Des propositions de clubs espagnols, portugais ou suisse, ce n’est pas ce qu’il lui manquait, mais il ne voulait pas faire subir un changement de vie trop important à sa femme et ses deux enfants. C’était la France ou rien : « J’ai un ami avec qui j’étais à Pau qui est parti vivre en Turquie. Il est arrivé là-bas avec sa valise, tout seul. Il n’y a pas de souci, si ça ne va pas, il revient. Moi, si ça ne va pas, il y aura la question de mon fils à l’école. Il y a des gens qui sont mariés, qui ont des enfants, qui partent tout seul et qui laissent la famille sur place. Moi, ce n’est pas ce que je voulais faire. Ça ne me ressemble pas. » Victor Lobry estime que tous les choix de carrière, toutes les trajectoires sont respectables et qu’à aucun moment il n’a fait d’erreur dans la sienne : « Certains doivent se dire, « lui, il est trop con d’être resté sans club pendant six mois alors qu’il avait des propositions. » Mais c’est un choix que j’ai fait à ce moment-là. Si c’était à refaire, je referais le même. »

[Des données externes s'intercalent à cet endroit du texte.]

PR #285, opened 2015-09-09
SOOP SST - remove autocommit

lbesnard:
* use to commit a transaction using both tpostgrescommit and tcommit at
   the same time leading to some errors. removed autocommit


lbesnard:
ref: 
https://github.com/aodn/content/issues/125

PR #286, opened 2015-09-09
ARGO - add map layer

lbesnard:
* add map layer as a hard view, instead of using the sql capability of
   geoserver


lbesnard:
Bundled with PR https://github.com/aodn/geoserver-config/pull/278

Should fix issue https://github.com/aodn/content/issues/130

PR #287, opened 2015-09-10
 ran_ctd:add filter on position_qc in  map view

bpasquer:
-change query to create map
plus local change of destination database name


bpasquer:
the major change is a one line fix . Pls review and merge

PR #288, opened 2015-09-10
AUV VIEWER - geometry modification

lbesnard:
* the AUV tracks were displayed weirdley by geoserver in the last few
   months. Suggestions about modifying the buffer, and then problem when
   the start and end point were not in the same tile. An indea was put
   to change from linestring to multilinestring.
 * Replaced the auv_tracks_vw view geometry with ST_dump(geom) which
   appears to fix it on testing


lbesnard:
@dnahodil  wanna merge ?

dnahodil:
Hell yeah, I do

PR #289, opened 2015-09-14
AUSTRALIAN PHYTOPLANKTON DATABASE - NEW harvester

lbesnard:
* New harvester to get Phyto data from CMAR geoserver
 * sWFsInput component can't deal with NULL values from a geoserver
   link. Instead of using this component, the data is downloaded in the
   TALEND cache and directly loaded as a CSV.
 * URL's provided to download data from geoserver was shortened with
   google shortener, since the URL contains special character the TALEND
   component could'nt deal with
 * create a view to join both tables on project_id


lbesnard:
harvester requested by @ktattersall .

xhoenner:
Okay Loz, the harvester ran successfully on my machine. Some comments below before merging this PR:

* When running the harvester, I get the following warnings, is that expected behaviour?
screen shot 2015-09-14 at 3 59 56 pm

* For some reason the adp_data table ends up with two GIST indexes on the same column.

* Might be worth putting an index on the "PROJECT_ID" column of the adp_data table so that a SELECT query on the aus_phyto_db_data view returns data faster.

* In the data_harvest subjob, I'd suggest pulling out the iUpdateSpatialExtent component and create a separate subjob, as recommended here: https://docs.google.com/document/d/1-E05wDMvI_Yy2Zz9m3D8DCWUjjkhPDJFm_jr9TvbUgc/edit#heading=h.onsdd540oals

* In the same subjob, there's a context item called 'WfsServerURL' that's not part of a context group, to delete?

ktattersall:
Thanks @xhoenner

lbesnard:
@xhoenner did everything except for the first point as I have no idea where this is coming from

C’est une fierté d’avoir fait mon chemin tout seul.
Victor Lobry, joueur de l’Amiens SC
Un passé tortueux, un futur indécis
Et cette idée d’accepter ses choix à 100 % est récente. Le joueur de l’Amiens SC n’a pas eu une trajectoire linéaire, ni un chemin tout tracé. Il a d’abord fait ses gammes à Reims, pendant dix ans, avant de débuter sa carrière à Limoges, en National 2. Il est ensuite passé par Tours, Avranches, Pau, Saint-Etienne et Guingamp avant d’enfin poser ses valises en Picardie. Il a longtemps eu le regret de ne pas avoir pu signer en professionnel avec Reims : « Pour moi, c’était la suite logique. J’étais capitaine de la réserve, on avait fait une finale de Gambardella, j’étais performant, je commençais à m’entraîner un peu avec les pros… » énumère t-il. Mais cette opportunité ne s’est pas offerte à lui et il a dû redémarrer de plus bas. Aujourd’hui, il est fier d’avoir gravi les échelons grâce à lui et à lui-seul : « Pour moi, j’avais perdu du temps et j’ai perdu du temps, c’est logique. Mais le temps est passé, et c’est une fierté d’avoir fait mon chemin tout seul. De passer de Limoges, en National 2, à un club comme Saint-Etienne, franchement, c’est fou. Quand je fais le point, je me dis que c’est beau. »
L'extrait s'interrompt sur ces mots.